Hello

room mode changed to Public: anyone may enter and talk

Okay, assuming you find your way here. I might as well get started.

Hey!

Howdy

I'm good. How are you?

Okay, so, i think you're a little bit confused about what a module, or at least a free module is.

A module is like a vector space, just over a ring instead of a field. I think I understand that well enough

A free module is just a module generated by a set of elements with no relations between the elements. Is that right?

Ya.

Right. So let us consider a free module over the ring $k[x_1,x_2,\dots,x_n]$ generated by an element of degree $d$. What does this statement mean?

Sure

So, forget about the grading/degree for a moment

ok

So, I think of a free module over a ring R as, like, a box that holds an element of R.

The box is the generator.

Okay

Hmm, sorry, having trouble expanding this analogy/picture. Let me try again.

Sure

Okay, but let's keep some simplification: forget polynomials in $n$ generators, let's just use one.

Okay

Okay, so polynomials have a degree and that gives a grading on the ring S.

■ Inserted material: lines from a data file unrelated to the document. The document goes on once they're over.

PR #2381, opened 2025-10-26
Update phpunit to ^10.5

MasterOdin:
PR updates the phpunit dev dependency to `^10.5` which is the latest major version that supports 8.1, which phinx supports. At the moment, I don't think there's value in also doing something like was in #2371 where we try to support multiple phpunit versions, unless there's something that comes up that's only possible in phpunit 11+ (which to my knowledge we've not hit).


dereuromark:
It is actually quite easy to support all of them:
https://github.com/cakephp/cakephp/blob/87b366cb714f6872e5609a9749ccbfd529886c1b/composer.json#L65
Just can be done piece by piece, no need to do all at once.

dereuromark (approved):
Good first step

MasterOdin:
Given that PHPUnit seemingly always deprecates/removes something for every major version, and that this is a dev dependency, I have little interest in trying to support multiple versions of phpunit concurrently.

tests/Phinx/Config/AbstractConfigTestCase.php
```diff
@@ -5,13 +5,13 @@
...
 /**
- * Class AbstractConfigTest
+ * Class AbstractConfigTestCase
  *
  * @package Test\Phinx\Config
  * @group config
  * @coversNothing
  */
-abstract class AbstractConfigTest extends TestCase
+abstract class AbstractConfigTestCase extends TestCase
```
MasterOdin, line 14: Renamed this as it wasn't a file that had tests, but rather something the concrete `Config*Test` files extended to make use of the same helper functions. phpunit 10 starting having a warning about this, so renaming to `AbstractConfigTestCase` seemed most in keeping with the naming scheme that phpunit uses, and avoids the warning.

.github/workflows/ci.yml
```diff
@@ -102,7 +102,7 @@ jobs:
         if [[ ${{ matrix.db-type }} == 'pgsql' ]]; then export PGSQL_DSN='pgsql://postgres:postgres@127.0.0.1/phinx'; fi
 
         if [[ ${{ matrix.prefer-lowest != 'prefer-lowest' }} ]]; then
-          export CODECOVERAGE=1 && vendor/bin/phpunit --verbose --coverage-clover=coverage.xml
+          export CODECOVERAGE=1 && vendor/bin/phpunit --coverage-clover=coverage.xml
```
MasterOdin, line 105: I think the biggest change would be no longer printing out the skipped tests, but I think that's actually preferable as they were essentially just noise for the most part and something to annoyingly scroll past to see actual test errors.

If we wanted to bring back the behavior, can use the new `--display-skipped` flag or `displayDetailsOnSkippedTests` XML option.

PR #2401, opened 2025-12-08
Use timestamp column type for phinxlog if addTimestampsUseDateTime flag disabled

qnnp-me:
- Change start_time column type to datetime
- Change end_time column type to datetime

### DIFF
--- a/docs/en/configuration.rst
+++ b/docs/en/configuration.rst
@@ -562,7 +562,8 @@ For some breaking changes, Phinx offers a way to opt-out of new behavior. The fo
 * ``column_null_default``: Should Phinx create columns as null by default? (default: ``true``)
 
 Since MySQL ``TIMESTAMP`` fields do not support dates past 2038-01-19, you have the option to use ``DATETIME`` field
-types for fields created by the ``addTimestamps()`` function:
+types for fields created by the ``addTimestamps()`` function. This setting also affects the start_time and end_time 
+columns in the schema table:
 
 * ``add_timestamps_use_datetime``: Should Phinx create created_at and updated_at fields as datetime? (default: ``false``)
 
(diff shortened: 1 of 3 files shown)


lutdev:
Just for my curious, what problem should these changes fix?)

qnnp-me:
> Just for my curious, what problem should these changes fix?)

for "2038-01-19 03:14:07 UTC"

dereuromark:
In general datetime nowadays is sure a better default for normal use.
I wonder though if this is BC in this case.

qnnp-me:
> In general datetime nowadays is sure a better default for normal use. I wonder though if this is BC in this case.

Overall, using DATETIME as the default is indeed a better choice for general use today. Regarding your concern about backward compatibility (BC), this has been addressed in the code. By introducing the `FeatureFlags::$addTimestampsUseDateTime` flag, the system can now dynamically choose between DATETIME and TIMESTAMP column types, ensuring that existing behaviors remain unaffected while allowing the improved default for new implementations.

lutdev:
@qnnp-me  what if it would be possible to change column type automatically?) if feature flag is provided, of course. To update the existing table in the database.

qnnp-me:
@lutdev I agree with your approach. For new projects, setting the preferred column type early via the feature flag is ideal. For existing projects, automatically changing column types based on the flag could be risky and unexpected. Instead, developers can manually create and run a migration script when needed to update their tables. This keeps control with the developer and avoids unintended changes to production databases.

MasterOdin (changes requested):
Can you update the docs for the feature flag to indicate that it also modifies the behavior of creating the `phinxlog` table in https://github.com/cakephp/phinx/blob/0.x/docs/en/configuration.rst#feature-flags as well as its docstring (https://github.com/cakephp/phinx/blob/cea9c12633c90cbb16db97ee50c58be2130cdba7/src/Phinx/Config/FeatureFlags.php#L26).

MasterOdin:
When I put out the next version with this PR, I will include in the notes on updating the phinxlog column types manually for those on older versions. I agree that I don't think it's worth trying to automatically migrate folks.

qnnp-me:
@MasterOdin Done. Ready for final review.

MasterOdin (approved):

Issue #2386, opened 2025-11-04
SqlServerAdapter::getColumns returns associative array


MasterOdin:
The [`SqlServerAdapter::getColumns`](https://github.com/cakephp/phinx/blob/8270c6ec96bb1262c43c5f1ea322b6b4218cac28/src/Phinx/Db/Adapter/SqlServerAdapter.php#L450-L489) function returns an associative array of columns, where the keys are column names. All other adapters return a numeric array which is also expressed by our `AdapterInterface`:

https://github.com/cakephp/phinx/blob/8270c6ec96bb1262c43c5f1ea322b6b4218cac28/src/Phinx/Db/Adapter/AdapterInterface.php#L426-L432

The `SqlServerAdapter::getColumns` method should be changed to return numeric array. As this is public facing functionality, this will require a major release.

dereuromark:
Thats a valid point.
I took a stab at this in https://github.com/cakephp/migrations/pull/953

Maybe the next phinx release can do sth similar.

lutdev:
Prepared PR -> https://github.com/cakephp/phinx/pull/2402

PR #2402, opened 2025-12-10
[2386] SqlServerAdapter::getColumns returns non-associative array

lutdev:
Fix for https://github.com/cakephp/phinx/issues/2386

### DIFF
--- a/src/Phinx/Db/Adapter/AdapterInterface.php
+++ b/src/Phinx/Db/Adapter/AdapterInterface.php
@@ -428,7 +428,7 @@ interface AdapterInterface
      * Returns table columns
      *
      * @param string $tableName Table name
-     * @return list<\Phinx\Db\Table\Column>
+     * @return \Phinx\Db\Table\Column[]
      */
     public function getColumns(string $tableName): array;
 
--- a/src/Phinx/Db/Adapter/AdapterInterface.php
+++ b/src/Phinx/Db/Adapter/AdapterInterface.php
@@ -428,7 +428,7 @@ interface AdapterInterface
      * Returns table columns
      *
      * @param string $tableName Table name
-     * @return \Phinx\Db\Table\Column[]
+     * @return list<\Phinx\Db\Table\Column>
      */
     public function getColumns(string $tableName): array;
 
--- a/src/Phinx/Db/Adapter/SqlServerAdapter.php
+++ b/src/Phinx/Db/Adapter/SqlServerAdapter.php
@@ -487,7 +487,7 @@ class SqlServerAdapter extends PdoAdapter
                 $column->setPrecision((int)$columnInfo['precision']);
             }
 
-            $columns[$columnInfo['name']] = $column;
+            $columns[] = $column;
         }
 
         return $columns;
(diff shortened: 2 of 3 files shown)


src/Phinx/Db/Adapter/AdapterInterface.php
```diff
@@ -428,7 +428,7 @@ public function truncateTable(string $tableName): void;
      * Returns table columns
      *
      * @param string $tableName Table name
-     * @return \Phinx\Db\Table\Column[]
+     * @return list<\Phinx\Db\Table\Column>
```
dereuromark: The former also means non assoc. But it doesnt have the downsides of list<>.
Usually list is too strict as in it has to be the perfect numerical order, which is often kind of pointless.
As return type it is probably fine.

dereuromark:
This probably has to wait until next major.
A bit too bc breaking for a bugfix

src/Phinx/Db/Adapter/AdapterInterface.php
lutdev: @dereuromark 
> Usually list is too strict as in it has to be the perfect numerical order

yes) that's why I decided to change it. To be sure that method returns strict list.

dereuromark: But why is that important? If it is only about values? And we only iterate over it - as per definition of non assoc?

lutdev: @dereuromark 
> And we only iterate over it

when you only iterate through it and don't care about keys, there is no difference, for sure. But if you want to use keys, then it's important. For example,
```
foreach ($myArray as $key => $arrayValue) {
    if ($key === 2) {
        continue;
    }
}
```

It's not important in our case but in general `list` explicitly shows that keys in array start from 0 and array has a strict order. Just `type[]` doesn't guarantee it.

_Of course, "guarantee" is not about hard check, just on PHPDoc level_

dereuromark: Well, but exactly here is the problem:
You are saying its a non-assoc list (which by definition means you do not care about keys) - and then you care about keys.
Its illogical by design. We moved away from this anti pattern in CakePHP for this very reason. Its completely bongers. It's basically saying: "It's all about the keys now".

If you care about keys, use assoc, if not, ideally list<> would have been used to say "its only about the values", iterate over it, but dont access keys. 
Its now kind of abused to define this "super strict assoc list", or at least doesnt leave another interpretation for true value-only.

I understand what you mean, but in practical terms, its not really useful with current specs.

We use `array<value>` to signal that it is only about the values, and otherwise include the key.

MasterOdin: I agree with @dereuromark, where we should be using `Type[]` to designate a list of elements, where they keys are irrelevant, it's something to `foreach` through. This mirrors the types you'll see in other systems (e.g. typescript).

dereuromark: Using generic is cool though: `array<Type>` is a bit more modern.

lutdev: @dereuromark @MasterOdin thanx for discussion and opinions) I like this. Changed it back.

dereuromark:
@MasterOdin Are you preparing a 1.0.0 stable release this year? Then you could open the 1.x branch for it and merge this in.

PR #2405, opened 2026-02-27
Fix php85 mysql attr constant

schlndh:
[PHP 8.4](https://www.php.net/releases/8.4/en.php#pdo_driver_specific_subclasses) introduced driver-specific PDO subclases (e.g. `\PDO\Mysql`). [PHP 8.5](https://www.php.net/manual/en/migration85.deprecated.php#migration85.deprecated.pdo) deprecated `\PDO::MYSQL_*` (etc) constants.

I'm using phinx with `mysql_attr_multi_statements: 0` and on PHP 8.5 I get

```
PHP Deprecated:  Constant PDO::MYSQL_ATTR_MULTI_STATEMENTS is deprecated since 8.5, use Pdo\Mysql::ATTR_MULTI_STATEMENTS instead in vendor/robmorgan/phinx/src/Phinx/Db/Adapter/MysqlAdapter.php on line 154
```
This PR should fix it.

I checked the other drivers as well, and the only other one with similar functionality is the SqlServerAdapter. However, that one doesn't seem to have the a PDO subclass.

### DIFF
--- a/.github/workflows/ci.yml
+++ b/.github/workflows/ci.yml
@@ -14,7 +14,7 @@ jobs:
     strategy:
       fail-fast: false
       matrix:
-        php-version: ['8.1', '8.4']
+        php-version: ['8.1', '8.5']
         db-type: [sqlite, mysql, pgsql]
         prefer-lowest: ['']
         include:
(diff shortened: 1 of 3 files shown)


remluben:
+1 😄 - I recently ran into these as well. Having this merged would be nice. Many thanks for suggesting the changes.

dereuromark (approved):

PR #164, opened 2023-11-17
Revise AssetDownloadManager

cbalioglu:
This PR revises the implementation of `AssetDownloadManager`.


kauterry:
> This PR revises the implementation of `AssetDownloadManager`.

Could you add some details about the revision of this class? What are we able to achieve now which wasn't possible before?

PR #179, opened 2023-11-27
Extend mypy coverage

cbalioglu:
This PR fixes some of the subtle mypy package resolving issues by explicitly listing package directories.


.github/workflows/_lint_py.yaml
```diff
@@ -99,4 +99,6 @@ jobs:
 
           trap remove_matcher EXIT
 
-          mypy .
+          mypy
```
shagunsodhani, line 102: I dont know what this do. I have only seen mypy used along with some path (like in the next line). I googled but did not find anything.

cbalioglu: When you don't provide a path/package/module, it checks the configuration file (in fairseq2 it is pyproject.toml) to figure out the default setting. I updated pyproject.toml in this PR to explicitly list src, fairseq2n/python, and tests as the paths it should check.

shagunsodhani: Thank you :)

PR #182, opened 2023-11-28
Reimplement beam search

cbalioglu:
The existing beam search implementation in fairseq2 was mostly a cleaned-up copy/paste version of fairseq due to a very tight release deadline. This PR completely rewrites it. The implementation is much cleaner and simpler while having bitwise/runtime performance parity with the fairseq version (in particular the 2xbeam_size trick is used here as well) while having slightly less memory overhead. We also now have abstractions for both Decoder and EncoderDecoder models so that beam search can be used both with regular MT models as well as language models.


Mortimerp9:
this breaks the previous API it seems (for the demos)

lifeiteng:
so many break changes. do you plan to update https://github.com/facebookresearch/seamless_communication ?

Mortimerp9:
@lifeiteng seamless_communication should still work with fairseq2 0.1.*
We are working on an updated version to follow the fairseq2 updates.

PR #185, opened 2023-11-28
Use fixed _legacy_pad_idx for fairseq reproducibility

cbalioglu:
This PR uses "1" as `_legacy_pad_idx` argument for NLLB and S2T Transformer instead of pad_idx to ensure full parity with fairseq model outputs.


yilinyang7 (approved):
Thanks for the quick fix!

Issue #170, opened 2023-11-20
fairseq2n is not compatible with fmt in PyTorch nightlies


ezyang:
```
ome/ezyang/local/fairseq2/fairseq2n/python/src/fairseq2n/bindings/data/string.cc:7:
/home/ezyang/local/pytorch-venv/torch/include/fmt/core.h: In instantiation of ‘constexpr fmt::v10::detail::value<Context> fmt::v10::detail::make_arg(T&) [with bool PACKED = true; Context = fmt::v10::basic_format_context<fmt::v10::appender, char>; T = const fairseq2n::immutable_string; typename std::enable_if<PACKED, int>::type <anonymous> = 0]’:
/home/ezyang/local/pytorch-venv/torch/include/fmt/core.h:1808:51:   required from ‘constexpr fmt::v10::format_arg_store<Context, Args>::format_arg_store(T& ...) [with T = {const fairseq2n::immutable_string}; Context = fmt::v10::basic_format_context<fmt::v10::appender, char>; Args = {fairseq2n::immutable_string}]’
/home/ezyang/local/pytorch-venv/torch/include/fmt/core.h:1826:18:   required from ‘constexpr fmt::v10::format_arg_store<Context, typename std::remove_cv<typename std::remove_reference<T>::type>::type ...> fmt::v10::make_format_args(T& ...) [with Context = fmt::v10::basic_format_context<fmt::v10::appender, char>; T = {const fairseq2n::immutable_string}]’
/home/ezyang/local/pytorch-venv/torch/include/fmt/core.h:2788:44:   required from ‘std::string fmt::v10::format(fmt::v10::format_string<T ...>, T&& ...) [with T = {const fairseq2n::immutable_string&}; std::string = std::__cxx11::basic_string<char>; fmt::v10::format_string<T ...> = fmt::v10::basic_format_string<char, const fairseq2n::immutable_string&>]’
/home/ezyang/local/fairseq2/fairseq2n/python/src/fairseq2n/bindings/data/string.cc:68:35:   required from here
/home/ezyang/local/pytorch-venv/torch/include/fmt/core.h:1576:63: error: ‘fmt::v10::detail::type_is_unformattable_for<const fairseq2n::immutable_string, char> _’ has incomplete type
 1576 |     type_is_unformattable_for<T, typename Context::char_type> _;
      |                                                               ^
[...]

Issue #152, opened 2023-11-14
Cannot build with GCC 11.4.1: error: ‘fmt::v10::detail::type_is_unformattable_for<const fairseq2n::immutable_string, char> _’ has incomplete type


ezyang:
**Describe the bug:**

```
FAILED: python/src/fairseq2n/bindings/CMakeFiles/py_bindings.dir/data/string.cc.o 
/usr/bin/c++ -D_FORTIFY_SOURCE=2 -D_GLIBCXX_USE_CXX11_ABI=1 -Dpy_bindings_EXPORTS -I/home/ezyang/local/d/fairseq2/fairseq2n/python/src -I/home/ezyang/local/d/fairseq2/fairseq2n/src -I/home/ezyang/local/d/fairseq2/fairseq2n/build/src -isystem /home/ezyang/local/d/pytorch-env/include/python3.10 -isystem /home/ezyang/local/d/fairseq2/fairseq2n/third-party/pybind11/include -isystem /home/ezyang/local/d/pytorch/torch/include -isystem /home/ezyang/local/d/pytorch/torch/include/torch/csrc/api/include -isystem /home/ezyang/local/d/fairseq2/fairseq2n/third-party/fmt/include -isystem /home/ezyang/local/d/fairseq2/fairseq2n/third-party/zip/src -O2 -g -DNDEBUG -std=c++17 -fPIC -fvisibility=hidden -Wall -Wcast-align -Wconversion -Wdouble-promotion -Wextra -Wfloat-equal -Wformat=2 -Winit-self -Wlogical-op -Wno-unknown-pragmas -Wpointer-arith -Wshadow=compatible-local -Wsign-conversion -Wswitch -Wunused -Wnon-virtual-dtor -Woverloaded-virtual -Wuseless-cast -fasynchronous-unwind-tables -fstack-protector-strong -MD -MT python/src/fairseq2n/bindings/CMakeFiles/py_bindings.dir/data/string.cc.o -MF python/src/fairseq2n/bindings/CMakeFiles/py_bindings.dir/data/string.cc.o.d -o python/src/fairseq2n/bindings/CMakeFiles/py_bindings.dir/data/string.cc.o -c /home/ezyang/local/d/fairseq2/fairseq2n/python/src/fairseq2n/bindings/data/string.cc
In file included from /home/ezyang/local/d/fairseq2/fairseq2n/src/fairseq2n/fmt.h:23,
[...]

PR #192, opened 2023-11-28
Reorder CMake Python binding dependencies

cbalioglu:
This PR changes the CMake dependency order for the Python C extension library to avoid header file conflicts with PyTorch. See #170, #152.


cbalioglu:
cc @ezyang

PR #203, opened 2023-12-10
Revise third-party builds

cbalioglu:
This PR revises the handling of third-party lib builds for fairseq2n including migrating to static libjpeg-turbo and libpng. It also temporarily disables JPEG decoding tests due to a segfault on Macs and DataPipeline sampling tests due to issues with RNG on Macs.


lifeiteng:
@cbalioglu Why do directory names change so frequently?
I like developing and testing my codebase(base on fairseq2) on multiple platforms, and on mac I have to build fairseq2 from source, but it changes too frequently.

You know all this, just establishing common ground.

Now, a module over a graded ring is not necessarily graded, itself.

For example?

Right, like, you could define a module with one generator $m$ and say $x\cdot m=0$.

Okay

So, having a grading on a module is special extra info. And the only requirements are the natural ones that make it coherent, so that $x^d$ times multiplied by a degree $a$ element of $M$ s degre $d+a$

So, you could say "$M$ is the free module generated by one element, $v$, and that element has degree $a$"

So then $v$ has degree $a$, $x\cdot a$ has degree $a+1$, etc.

oops!

I should have written $x\cdot v$ has degree $a+1$

Callus, I have to go to sleep now. It is quite late in the US. Would you be free any time tomorrow to discuss this?

It doesn't make sense to apply $x$ to $a$

Oh you're good. I figured that out

Maybe. I live in Singapore. At work, actually.

Oh! I've lived in Singapore for some time too

Loved my time there.

Try to think of $S(-a)$ not as a copy of $S$, but as a module with a generator $v$ in degree $-a$. Then, to get a degree $d$ element, you have to multiply $v$ by an element in $S$ of degree $d+a$.

Then, since there are no relations, the degree $d$ part of $S(-a)$ is just a copy of $S_{d+a}$

Oh okay. Sure I'll keep that in mind. Thanks

alright, best of luck.

Cool. Thanks. Have a good day